Prompt -
Each line from the one with "Please review and merge." to the final line of the data must be reproduced exactly, and no other line may appear.

##############################

PR #219, opened 2017-03-21
Fixed display of CLI spinner in output

andy-maier:
The CLI spinner is correctly stopped but still appears with one character in the output. The reason for that is that it is still spinning while the output is written, and is stopped only after that. So the printing of the spinner character and the printing of the actual output interfere.

This change stops the spinner already before the output is written, so the spinner code itself cleans up the spinner characters.

Please review and merge.


andy-maier:
+1

leopoldjuergen:
+1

##############################

Result -
Please review and merge.


andy-maier:
+1

leopoldjuergen:
+1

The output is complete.